Dianda proposes more road funding for counties

Dianda proposes more road funding for counties

Courtesy:  State Representative Scott Dianda’s Office.

LANSING — Thursday in the House Transportation and Infrastructure Committee, Rep. Scott Dianda (D – Calumet) offered an amendment that would dramatically change how road funding is distributed in Michigan, successfully altering Senate Bill 281 to increase the amount of Michigan Transportation Fund (MTF) revenues that local governments receive from the state. The amendment was adopted in committee on an 8 to 4 vote.

Highlighting the need to increase funding to county road commissions as well as Michigan’s cities, villages and townships, Dianda’s plan would allocate a larger percentage of the MTF to these local entities and away from the budget of the Michigan Department of Transportation (MDOT).

“I think the locals have always been able to spend a buck better than the state government,” said Dianda. “I’ve been on the Transportation Committee for two years, and we haven’t talked about it. It’s time to have this discussion. There is a need.”

Currently, MDOT receives 39.1 percent of MTF revenues; county road commissions get 39.1 percent; and cities, villages and townships split the remaining 21.8 percent. Dianda’s formula would reduce MDOT’s share to 34.4 percent, and increase the counties share to 42.2 percent and cities, villages and townships to 23.4 percent.

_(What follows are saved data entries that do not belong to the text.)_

Issue #213, opened 2020-10-23
nvcc fatal: Unsupported gpu architecture 'compute_30'


go-dockly:
### Bug Description
nvcc fatal   : Unsupported gpu architecture 'compute_30'

How can I pass compute_61 as nvcc flag which should be supported by my card GTX 1050

#### Reproduction Steps
[Steps to reproduce. Please include, if needed for your issue:
- Any configurations or custom setup
master branch
- Commands to run
cmake .. -DCMAKE_BUILD_TYPE=Release -DFL_BACKEND=CUDA -DFL_BUILD_DISTRIBUTED=ON -DFL_BUILD_CONTRIB=OFF -DFL_BUILD_TESTS=OFF -DFL_BUILD_EXAMPLES=OFF -DFL_LIBRARIES_USE_MKL=OFF
make -j4
make install

Error
`[  1%] Building NVCC (Device) object CMakeFiles/fl-libraries-cuda.dir/lib/sequence/criterion/cuda/fl-libraries-cuda_generated_ViterbiPath.cu.o
nvcc fatal   : Unsupported gpu architecture 'compute_30'
CMake Error at fl-libraries-cuda_generated_ViterbiPath.cu.o.Release.cmake:220 (message):
  Error generating
  /home/fb/flashlight/build/CMakeFiles/fl-libraries-cuda.dir/lib/sequence/criterion/cuda/./fl-libraries-cuda_generated_ViterbiPath.cu.o`

### Platform and Hardware
Ubuntu 20.2
GeForce GTX 1050 (455.23.05)    
CUDA: 11.1
NVCC: 11.1.74
Cmake: 3.16.3

alealv:
It's an issue because of CUDA 11. Look [here](https://github.com/facebookresearch/flashlight/issues/198)

I need to make the MR with changes.

tlikhomanenko:
@alealv would be happy if you prepare the PR with all your fixes/findings on this.

jacobkahn:
This should be fixed in the aforementioned commits. Feel free to reopen if you're still having problems with CUDA compute versions.

Issue #198, opened 2020-10-11
Compile Error: "nvcc fatal   : Unsupported gpu architecture 'compute_30'"


alealv:
### Bug Description
After correct configuration
```
cmake .. -GNinja -DCMAKE_BUILD_TYPE=Release -DCMAKE_INSTALL_PREFIX=/opt/flashlight -DINTEL_MKL_DIR=/opt/intel/mkl -DFL_BUILD_TESTS=OFF -DKENLM_LIB=/opt/kenlm/lib/libkenlm.a -DKENLM_UTIL_LIB=/opt/kenlm/lib/libkenlm_util.a -DKENLM_MODEL_HEADER=/opt/kenlm/include -DGLOG_ROOT_DIR=/opt/glog -DGLOG_INCLUDE_DIR=/opt/glog/include
```

When building I get the following error
```
/usr/local/cuda/bin/nvcc -M -D__CUDACC__ /home/aalvarez/Projects/flashlight/app/asr/third_party/warpctc/src/reduce.cu -o /home/aalvarez/Projects/flashlight/build/CMakeFiles/warpctc.dir/app/asr/third_party/warpctc/src/warpctc_generated_reduce.cu.o.NVCC-depend -ccbin /usr/bin/cc -m64 -Dwarpctc_EXPORTS -Xcompiler ,\"-fopenmp\",\"-fPIC\",\"-O3\",\"-DNDEBUG\" -std=c++11 -gencode arch=compute_30,code=sm_30 -gencode arch=compute_35,code=sm_35 -gencode arch=compute_50,code=sm_50 -gencode arch=compute_52,code=sm_52 -gencode arch=compute_60,code=sm_60 -gencode arch=compute_61,code=sm_61 -gencode arch=compute_70,code=sm_70 -gencode arch=compute_75,code=sm_75 -gencode arch=compute_70,code=compute_70 -gencode arch=compute_75,code=compute_75 -DNVCC -I/usr/local/cuda/include -I/home/aalvarez/Projects/flashlight/app/asr/third_party/warpctc/include
nvcc fatal   : Unsupported gpu architecture 'compute_30'
CMake Error at warpctc_generated_reduce.cu.o.Release.cmake:220 (message):
  Error generating
  /home/aalvarez/Projects/flashlight/build/CMakeFiles/warpctc.dir/app/asr/third_party/warpctc/src/./warpctc_generated_reduce.cu.o
```

### Platform and Hardware
This is my GPU
```
[...]

Issue #147, opened 2020-08-21
Build error: ‘cudnnSetRNNDescriptor’ was not declared in this scope


QuentGrd:
### Bug Description
I'm trying to build flashlight from sources with Cuda backend following steps provided in the documentation but an error occurs in "/flashlight/autograd/backend/cuda/CudnnUtils.cpp". The compiler says (see full logs at the end) : 
```
error: ‘cudnnSetRNNDescriptor’ was not declared in this scope; did you mean ‘cudnnSetLRNDescriptor’?
  280 |   CUDNN_CHECK_ERR(cudnnSetRNNDescriptor(
      |                   ^~~~~~~~~~~~~~~~~~~~~
```
#### Reproduction Steps
```
cmake .. -DCMAKE_BUILD_TYPE=Release -DFLASHLIGHT_BACKEND=CUDA

make clean && make -j4
# Or just the concerned file
make flashlight/autograd/backend/cuda/CudnnUtils.o 
```

### Platform and Hardware
OS: Ubuntu 20.04 LTS
kernel: 5.4.0-42-generic
ArrayFire: 3.7.2
CUDA: 11.0
cuDNN: 8.0.1 RC2
cmake: 3.16.3
gcc/g++: 9.3.0 

#### Additional Context
Full logs:

``` 
quentin@machine:~/Documents/flashlight/build$ cmake .. -DCMAKE_BUILD_TYPE=Release -DFLASHLIGHT_BACKEND=CUDA -Wno-dev
-- ArrayFire found (include: /opt/arrayfire/include, library: ArrayFire::afcuda)
-- Could NOT find cereal (missing: cereal_INCLUDE_DIRS) 
-- cereal NOT found. Will download from source
-- CUDA found (library: /usr/local/cuda-11.0/lib64/libcudart_static.a;-pthread;dl;/usr/lib/x86_64-linux-gnu/librt.so include: /usr/local/cuda-11.0/include)
-- CUDNN libname: libcudnn.so;libcudnn.dylib;cudnn64
-- Found CUDNN: (lib: /usr/lib/x86_64-linux-gnu/libcudnn.so include: /usr/include)
-- CUDNN found (library: /usr/lib/x86_64-linux-gnu/libcudnn.so include: /usr/include)
-- Will build flashlight contrib assets.
-- Gloo not found
-- Determining NCCL version from the header file: /usr/include/nccl.h
-- NCCL_MAJOR_VERSION: 2
[...]

PR #215, opened 2020-10-29
Add compiling support for CUDA v11 and cuDNN v8

alealv:
**Original Issue**: [#198] & [#213] & [#147]

### Summary

- I updated [CMakeList.txt](https://github.com/facebookresearch/flashlight/blob/master/app/asr/third_party/warpctc/CMakeLists.txt) of third party library (warp-ctc)[https://github.com/baidu-research/warp-ctc]. The latest CMakeLists.txt  handles conditional compilation for architecture **compute_30** depending on CUDA version (CUDAv11 deprecates this architecture). 
- The same is done for main [CMakeLists.txt]() file
- The [deprecation policy of CUDA has changed](https://docs.nvidia.com/deeplearning/cudnn/developer-guide/index.html#backward-compatibility). Therefore, the condition of **cudnnSetRNNDescriptor** used [here](https://github.com/facebookresearch/flashlight/blob/master/flashlight/autograd/backend/cuda/CudnnUtils.cpp#L281) needs to also include until version 8000 of cuDNN.
- Finally, with CUDA v11 [Nvidia cub](https://nvlabs.github.io/cub/) is included in CUDA toolkit, but because **flashlight** downloads and uses it's own version, it collides with _Thrust_ version. Hence,  **THRUST_IGNORE_CUB_VERSION_CHECK** must be define in if using CUDA v11

### DIFF
--- a/flashlight/fl/autograd/backend/cuda/CudnnUtils.cpp
+++ b/flashlight/fl/autograd/backend/cuda/CudnnUtils.cpp
@@ -278,7 +278,7 @@ RNNDescriptor::RNNDescriptor(
   cudnnRNNAlgo_t algo = CUDNN_RNN_ALGO_STANDARD;
   cudnnDataType_t cudnntype = cudnnMapToType(type);
 
-#if CUDNN_VERSION >= 7000
+#if CUDNN_VERSION >= 7000 && CUDNN_VERSION < 8000 
   CUDNN_CHECK_ERR(cudnnSetRNNDescriptor(
       handle,
       descriptor,


app/asr/third_party/warpctc/CMakeLists.txt
```diff
@@ -6,53 +6,87 @@ ENDIF()
...
-    set(CMAKE_CXX_FLAGS "${CMAKE_CXX_FLAGS} -O2")
-    # set(CMAKE_CXX_FLAGS "${CMAKE_CXX_FLAGS} -std=c++11 -O2")
-    add_definitions(-DAPPLE)
-ENDIF()
 
 include_directories(include)
 
 FIND_PACKAGE(CUDA 6.5)
-MESSAGE(STATUS "warpctc: cuda found ${CUDA_FOUND}")
+FIND_PACKAGE(Torch)
```
jacobkahn, line 13: Would it be possible to disable looking Torch up front or add `QUIET` to this at the very least? It would probably confuse the user quite a lot if the build looks for Torch.

lib/CMakeLists.txt
```diff
@@ -82,6 +82,11 @@ if (FL_LIBRARIES_USE_CUDA)
     $<BUILD_INTERFACE:${PROJECT_SOURCE_DIR}/..> # TODO(jacobkahn): fix me
     )
 
+  # TODO For CUDA version 11 CUB doesn't have to be built 
+  if (CUDA_VERSION VERSION_GREATER "11.0" OR CUDA_VERSION VERSION_EQUAL "11.0")
```
jacobkahn, line 86: Could you potentially gate https://github.com/facebookresearch/flashlight/blob/cc7f8073b719f1d7aba289ba0e50ec9e94dca5db/lib/CMakeLists.txt#L55 with this check as well so we don't download Cub if we've found CUDA 11?

lib/CMakeLists.txt
```diff
@@ -82,6 +82,11 @@ if (FL_LIBRARIES_USE_CUDA)
...
+    add_compile_definitions(THRUST_IGNORE_CUB_VERSION_CHECK)
```
jacobkahn, line 87: Let's use `target_compile_definitions` on the `lib` target. We can make the modification `PUBLIC` so it works with libraries that link to `lib`.

jacobkahn (changes requested):
Thanks for the PR @alealv! A few quick requests

alealv:
I took the time to update CMakeLists.txt of the warpctc project and submit a [PR](https://github.com/baidu-research/warp-ctc/pull/165). It works but I think it will take time to be approved.

Because of that and because many of the project files used in *flashlight* were also outdated, I updated everything and made a PR for that.

Hence, that PR should be merge before this one.

lib/CMakeLists.txt
alealv: done

lib/CMakeLists.txt
alealv: I've tried to do that, but it didn't work, and I didn't have the time to dig into it.

alealv: Also, the latest version of [FindCudaToolkit](https://cmake.org/cmake/help/latest/module/FindCUDAToolkit.html#module:FindCUDAToolkit) (which should be updated in flashlight CMakeLists.txt) doesn't compile *cub* library yet, so we need to do it by hand.

tlikhomanenko:
Could you fix the build?

alealv:
> Could you fix the build?

Fixed! [#255]

jacobkahn:
@alealv — thanks for this.

I'm actually about to commit some changes that update our CMake minimum version to 3.10 which has much better CUDA support (as some of us have been discussing in another thread). Once that's in, it would be great if you could rebase on top of that, then I'll review this.

alealv:
Given that most of the changes were added in #266, I updated this PR to contain only the following change that is missing and stoping the master branch to compile if CUDAv11 is present:

- The [deprecation policy of CUDA has changed](https://docs.nvidia.com/deeplearning/cudnn/developer-guide/index.html#backward-compatibility). Therefore, the condition of **cudnnSetRNNDescriptor** used [here](https://github.com/facebookresearch/flashlight/blob/master/flashlight/autograd/backend/cuda/CudnnUtils.cpp#L281) needs to also include until version 8000 of cuDNN.

jacobkahn:
Thanks for those updates @alealv — especially thanks for continuing to rebase on top of recent changes (things are changing quickly) :) - taking a look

Dianda has steadfastly refused to increase taxes on his constituents unless cost-cutting reforms are instituted at MDOT. The representative has proposed several measures he would take, among them: decreasing department employees’ reliance on air travel, asking the department to use a smarter system for awarding state contracts, and allowing MDOT’s highest-paid staff to retire in order to reduce the department’s bureaucracy.

“I’ve done what I can to work with the department to make sure that we the taxpayers are getting the most for our money,” Dianda said. “MDOT has not been interested in implementing these reforms. If we rethink the way we distribute our funding, we can give more money to our local governments and let the department come up with the savings.”